Pat made her way forward and sat down on one of the dinette seats, shrugging off her denim jacket. I sat down to light the stove. Nystrom’s choice of camper was decidedly limited in headroom, perhaps on the theory that a man six-four is bound to bump his head, anyway, so he might as well get a low unit, easy to drive, and learn to do his indoors chores sitting down. After a little, as I juggled pots and pans and groceries, the girl on the other side of the booth looked up.

“You’re going to kill me, too, aren’t you?” she said dully. “Just as you killed all the others. My God, they’re all dead, all of them! I’m the only one left…”

Outside, as if to call her a liar, Hank hit the end of his chain suddenly, shaking the camper. I looked around, putting a frown on my face. At the edge of my vision, I was aware of Pat Bellman grasping the edge of the dinette table tightly, starting to push herself up. She was obviously trying to think of some way of keeping me from going out there, or looking out. Then she forced herself to relax, with an obvious effort.

I rose deliberately and went to the door, crouching to avoid the low ceiling. I looked out at the black pup, almost invisible at the end of his shiny, galvanized chain.
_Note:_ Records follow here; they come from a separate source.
PR #10674, opened 2026-05-28
mpp_split: stop returning splits without amounts

f321x:
`mpp_split.suggest_splits()` would return payment split configurations with no split amounts like:
`{(channel_id, node_id): []}`.

This is unintuitive and introduced two bugs:

1. `LNWallet.create_routes_for_payment()` evaluates `is_multichan_mpp = len(sc.config.items()) > 1`. So even if the actual payment amount gets split onto a single channel this would falsely evaluate `True` if there is an empty, additional split.

2. `is_direct_path = all(node_id == paysession.invoice_pubkey for (chan_id, node_id) in sc.config.keys())` similarly might incorrectly evaluates `False` if the split contains an empty split for another `node_id`.

### DIFF
--- a/electrum/mpp_split.py
+++ b/electrum/mpp_split.py
@@ -143,11 +143,10 @@ def suggest_splits(
                 random.shuffle(channel_keys)
                 # we check each channel and try to put the funds inside, break if we succeed
                 for c in channel_keys:
-                    if c not in config:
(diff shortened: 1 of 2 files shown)


SomberNight (approved):
Nice catch. Looks good.

PR #10677, opened 2026-05-30
trezor: support Safe 7

romanz:
Trezor Safe 7 is using [Trezor-Host Protocol, for encrypted and authenticated communication](https://docs.trezor.io/trezor-firmware/common/thp/specification.html).

Since it requires a pairing process before device features are available, an additional `WCTrezorPair` wizard step is introduced, allowing the user to enter 6-digit pairing code (as shown on the device).

## TODOs:
- [x] [retest](https://github.com/spesmilo/electrum/pull/10465#issue-3902421542) on other devices

### DIFF
--- a/electrum/plugins/trezor/clientbase.py
+++ b/electrum/plugins/trezor/clientbase.py
@@ -11,9 +11,11 @@ from electrum.logging import Logger
 from electrum.plugin import runs_in_hwd_thread
 from electrum.hw_wallet.plugin import OutdatedHwFirmwareException, HardwareClientBase
 
-from trezorlib.client import TrezorClient, PassphraseSetting, get_default_client
+from trezorlib.client import TrezorClient, PassphraseSetting, AppManifest, get_client
 from trezorlib.exceptions import TrezorFailure, Cancelled, OutdatedFirmwareError
-from trezorlib.messages import WordRequestType, FailureType, ButtonRequestType, Capability
+from trezorlib.messages import WordRequestType, FailureType, ButtonRequestType, Capability, Features
+from trezorlib import models
+from trezorlib.thp.pairing import CodeEntry, ControllerLifecycle
 import trezorlib.btc
 import trezorlib.device
 
@@ -42,23 +44,36 @@ MESSAGES = {
     'default': _("Check your {} device to continue"),
 }
 
+# trezorlib THP does not support cross-thread cancellation.
+# https://github.com/trezor/trezor-firmware/issues/7112
+CANCEL_SUPPORTED = frozenset({models.T1B1, models.T2T1, models.T2B1, models.T3T1, models.T3B1})
 
 class TrezorClientBase(HardwareClientBase, Logger):
     def __init__(self, transport, handler, plugin):
         HardwareClientBase.__init__(self, plugin=plugin)
+        Logger.__init__(self)
+
         if plugin.is_outdated_fw_ignored():
             TrezorClient.is_outdated = lambda *args, **kwargs: False
 
-        self.client = get_default_client(
-            app_name="Electrum",
-            path_or_transport=transport,
-            button_callback=self.button_request,
-            pin_callback=self.get_pin,
-        )
         self._session = None
         self.device = plugin.device
         self.handler = handler
-        Logger.__init__(self)
+
+        self.transport = transport
+        self.app = AppManifest(
+            app_name="Electrum",
+            credentials=(),
+            button_callback=self.button_request,
+            pin_callback=self.get_pin,
+        )
+        self._client = None
+        # Makes sure the client is connected (on THP, a channel has been established)
+        model = self.client.model
+        if model.is_unknown:
+            self.logger.warning("Unknown Trezor model: %s", model)
+
+        # Pairing cannot be done during device enumeration, since UI handler is unset).
 
         self.msg = None
         self.creating_wallet = False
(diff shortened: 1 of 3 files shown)


electrum/plugins/trezor/qt.py
```diff
@@ -922,3 +923,50 @@ def initialize_device_task(settings, method, device_id, handler):
...
     def apply(self):
         pass
+
+
+class WCTrezorPair(WalletWizardComponent, Logger):
+    def __init__(self, parent, wizard):
+        WalletWizardComponent.__init__(self, parent, wizard, title=_('Trezor Pairing'))
+        Logger.__init__(self)
+        self.plugins = wizard.plugins
+        self._busy = True
```
SomberNight, line 933: > Since it requires a pairing process before device features are available, an additional WCTrezorPair wizard step is introduced

Oh. So it works differently from the previous devices. In that case I would like to ask for 2 or 3 samples we can use for manual testing in the future when refactoring code. Maybe during btcprague? Then shipping could be avoided.

electrum/plugins/trezor/qt.py
```diff
@@ -922,3 +923,50 @@ def initialize_device_task(settings, method, device_id, handler):
...
+            try:
+                with client.run_flow(f"Confirm pairing with {client.device_model_name()}"):
+                    client.pair_if_needed()
+
+                if self.wizard_data['wallet_exists']:
+                    next_view = 'trezor_unlock'
+                else:
+                    next_view = ['trezor_not_initialized', 'trezor_start'][client.features.initialized]
+
+                self.wizard_data['_after_pairing'] = next_view
```
accumulator: don't determine the next view here. Instead, record state (paired, not paired), and determine next view in the plugin's wizard extension declaration.

romanz: > Instead, record state (paired, not paired), and determine next view in the plugin's wizard extension declaration.

https://github.com/spesmilo/electrum/pull/10677/commits/cff4a656ba05a7cd6f5bdd3c79a25be4e90d9a10 will keep initialization state in `wizard_data['trezor_initialized']` and choose the next view using `_after_pairing()` callback at `TrezorPlugin`.

Please let me know if you have meant something else.

romanz:
@SomberNight would it be OK to allow cancellation only for non-THP devices (to avoid bumping `trezorlib` due to https://github.com/trezor/trezor-firmware/issues/7112)?

Asking since the user can cancel the current flow also from the device itself.

electrum/plugins/trezor/clientbase.py
```diff
@@ -325,7 +375,8 @@ def wipe_device(self, *args, **kwargs):
 
     def button_request(self, br):
         message = self.msg or MESSAGES.get(br.code) or MESSAGES['default']
-        self.handler.show_message(message.format(self.device), self.client.cancel)
+        on_cancel = self.transport.interrupt and self.transport.interrupt.request
+        self.handler.show_message(msg=message.format(self.device), on_cancel=on_cancel)
```
SomberNight: @romanz 
> would it be OK to allow cancellation only for non-THP devices (to avoid bumping trezorlib due to https://github.com/trezor/trezor-firmware/issues/7112)?

You can disable/hide the cancel functionality if you think that's the most practical approach.
I guess that's better than not having support for a device at all because of something like this :P

Just add a code comment to document the reasoning.

> Asking since the user can cancel the current flow also from the device itself.

Was there no way to cancel on-device for the older devices?

romanz: > Was there no way to cancel on-device for the older devices?

Yes - older devices also allow the flows to be cancelled via button click / screen touch.

In the worst case, it is also possible to disconnect the device from the host - cancelling the flow by shutting down the device :)

romanz: Changed in https://github.com/spesmilo/electrum/compare/7469710c0ba511b7abdb4e1670f645081934a888..35de77662adbea42612fb7f5fe246a719a74da3f.

romanz:
[Squashed fixups](https://github.com/spesmilo/electrum/compare/35de77662adbea42612fb7f5fe246a719a74da3f..1547c5b4c1985fcc6235d903e01fda1a45cd8782) into a single commit.

electrum/plugins/trezor/qt.py
```diff
@@ -922,3 +923,45 @@ def initialize_device_task(settings, method, device_id, handler):
...
+
+        def pair_task(client):
+            try:
+                with client.run_flow(f"Confirm pairing with {client.device_model_name()}"):
+                    client.pair_if_needed()
+
+                self.wizard_data['trezor_initialized'] = client.features.initialized
+                self.wizard.requestNext.emit()  # triggers Next GUI thread from event loop
+            except Exception as e:
+                self.error = repr(e)  # TODO: handle user interaction exceptions (e.g. invalid pin) more gracefully
```
f321x: Here, and in `WCTrezorInit` above you could display `str(e)` instead of `repr(e)` to display the exception in a more readable way:

Image

Image

romanz: Thanks! Fixed in 154d79ebbf6840843bd74e621c3b81b09ac313b8.

f321x:
Tested with Safe 7 and Safe 3, lgtm.

SomberNight:
Thanks

PR #10680, opened 2026-06-02
config: add option to disable memory hardening

ecdsa:
This is needed for running with a memory profiler

### DIFF
--- a/electrum/commands.py
+++ b/electrum/commands.py
@@ -2462,6 +2462,10 @@ def add_global_options(parser, suppress=False):
     group.add_argument(
         "--forgetconfig", action="store_true", dest=SimpleConfig.CONFIG_FORGET_CHANGES.key(), default=None,
         help=argparse.SUPPRESS if suppress else "Forget config on exit")
+    group.add_argument(
+        # Note: default value is False and not None, so that behaviour cannot be modified by editing the config file
+        "--nohardening", action="store_true", dest=SimpleConfig.DISABLE_MEMORY_HARDENING_LINUX.key(), default=False,
+        help=argparse.SUPPRESS if suppress else "Disable memory hardening (linux)")
 
 
 def get_simple_parser():
--- a/run_electrum
+++ b/run_electrum
@@ -408,6 +408,7 @@ def main():
             'cmd': 'gui',
             SimpleConfig.GUI_NAME.key(): 'qml',
             SimpleConfig.WALLET_SHOULD_USE_SINGLE_PASSWORD.key(): True,
+            SimpleConfig.DISABLE_MEMORY_HARDENING_LINUX.key(): True,
         }
         SimpleConfig.set_chain_config_opt_based_on_android_packagename(config_options)
     else:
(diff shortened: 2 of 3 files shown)


run_electrum
```diff
@@ -458,7 +459,7 @@ def main():
         print_stderr('unknown command:', uri)
         sys.exit(1)
 
-    if sys.platform == "linux" and not is_android:
+    if sys.platform == "linux" and not config.DISABLE_MEMORY_HARDENING_LINUX:
```
SomberNight, line 462: what is our threat model for the memory hardening?
looks like the same hostile process we are trying to defend against could just turn off the hardening by writing into the config file

SomberNight: threat model is explicitly to also protect against other processes running as same uid:
https://github.com/spesmilo/electrum/blob/f29ef6f68cbd96900f3432413e7d55e62082839f/electrum/harden_memory_linux.py#L8-L11

electrum/commands.py
```diff
@@ -2462,6 +2462,10 @@ def add_global_options(parser, suppress=False):
     group.add_argument(
         "--forgetconfig", action="store_true", dest=SimpleConfig.CONFIG_FORGET_CHANGES.key(), default=None,
         help=argparse.SUPPRESS if suppress else "Forget config on exit")
+    group.add_argument(
+        # Note: default value is False and not None, so that behaviour cannot be modified by editing the config file
+        "--disable_hardening", action="store_true", dest=SimpleConfig.DISABLE_MEMORY_HARDENING_LINUX.key(), default=False,
```
SomberNight: for the CLI flags specificly, if we want to separate words, the usual convention is to use the `-` char: for example this should be `--disable-hardening` then

electrum/commands.py
```diff
@@ -2462,6 +2462,10 @@ def add_global_options(parser, suppress=False):
     group.add_argument(
         "--forgetconfig", action="store_true", dest=SimpleConfig.CONFIG_FORGET_CHANGES.key(), default=None,
         help=argparse.SUPPRESS if suppress else "Forget config on exit")
+    group.add_argument(
+        # Note: default value is False and not None, so that behaviour cannot be modified by editing the config file
+        "--nohardening", action="store_true", dest=SimpleConfig.DISABLE_MEMORY_HARDENING_LINUX.key(), default=False,
+        help=argparse.SUPPRESS if suppress else "Disable memory hardening (linux)")
```
SomberNight, line 2468:
```suggestion
        help=argparse.SUPPRESS if suppress else SimpleConfig.DISABLE_MEMORY_HARDENING_LINUX.get_short_desc())
```

run_electrum
SomberNight: ok, setting a hard-default in commands.py so that the value is always set on the CLI (which has priority over the config) works.

SomberNight:
ACK 22e0f03c5cf5c090c9fb236079fa47d0d4248937
but feel free to do the comment dedupe in addition. or not.

electrum/commands.py
ecdsa: actually, it would be more consistent to keep the help in commands.py and to remove it from simple_config.py. That is what we already do with other config vars that are passed on the cmdline, such as `rpcpassword`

“What’s the matter, Hank?” I called loudly. “You got nightmares or something? Lie down and go to sleep.”

I saw that he was eating something. As I watched, he licked up some invisible scraps from the ground in front of him. Considering the contents of the collar he was wearing, it was the obvious play, but that didn’t make it any easier to take. I realized that I’d become quite fond of the mutt in the week or so we’d been together. I reminded myself that it was always a mistake to get sentimentally involved with your partner in a mission; and that applied whether your partner was human or animal.

“You be quiet out there, hear?” I said, deliberately turning my back on the pup and his unauthorized midnight snack, not to mention the stuff he had around his neck. The priorities had been assigned. We were protecting a man, not a system—and not a dog, either.

I saw Pat Bellman’s face go smooth with relief as I pulled the door shut behind me. I stopped to fiddle with the stove, to give her time to get her expressions sorted out, before I returned to my seat facing her. Outside, the pup jangled his chain once more, either picking up a new tidbit or cleaning up the final scraps of the one he’d just swallowed. I looked at the girl across the table; the girl who’d claimed to be a dog-lover, who’d already had one good Labrador shot, along with his master.

“Hi, Skinny,” I said. “Under other circumstances, this would be nice and cozy, don’t you think?”